(Stored data)
--------------------------------------------------

PR #1106, opened 2023-07-30
Create the Addressable trait to generalize how we handle Address and use it for more than just Destination

TheQuantumPhysicist:
In preparation to have staking pools and delegation ids become more readable, this is the first step.

Those may be included in this PR

### DIFF
--- a/common/src/address/mod.rs
+++ b/common/src/address/mod.rs
@@ -73,7 +73,7 @@ impl<T: Addressable> Address<T> {
     pub fn decode_object(&self, cfg: &ChainConfig) -> Result<T, AddressError> {
         let data = encoding::decode(&self.address)?;
         let raw_dest = data.data();
-        let result = T::decode_from_bytes_from_address(&mut &raw_dest[..])
+        let result = T::decode_from_bytes_from_address(&raw_dest[..])
             .map_err(|e| AddressError::DecodingError(e.to_string()))?;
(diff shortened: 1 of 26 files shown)


pavel-kokolemin (approved):

common/src/address/mod.rs
```diff
@@ -55,80 +41,72 @@ impl From<Bech32Error> for AddressError {
...
 
-    pub fn destination(&self, cfg: &ChainConfig) -> Result<Destination, AddressError> {
+    pub fn decode_object(&self, cfg: &ChainConfig) -> Result<T, AddressError> {
         let data = encoding::decode(&self.address)?;
-        let raw_dest = data.data();
-        let destination = Destination::decode_all(&mut &raw_dest[..])
-            .map_err(|e| AddressError::DestinationDecodingError(e.to_string()))?;
-        if data.hrp() != cfg.address_prefix(&destination) {
+        let raw_data = data.data();
+        let result = T::decode_from_bytes_from_address(raw_data)
```
alfiedotwtf, line 76: Reads a bit weird. Maybe `decode_from_address_bytes()`?

alfiedotwtf (approved):

muursh (approved):

common/src/address/mod.rs
TheQuantumPhysicist: I want to avoid saying "address bytes" because it can be interpreted as serialization of the address itself.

--------------------------------------------------

Action item:
The expected result is every line above containing the string "this".

Written solution:
In preparation to have staking pools and delegation ids become more readable, this is the first step.
Those may be included in this PR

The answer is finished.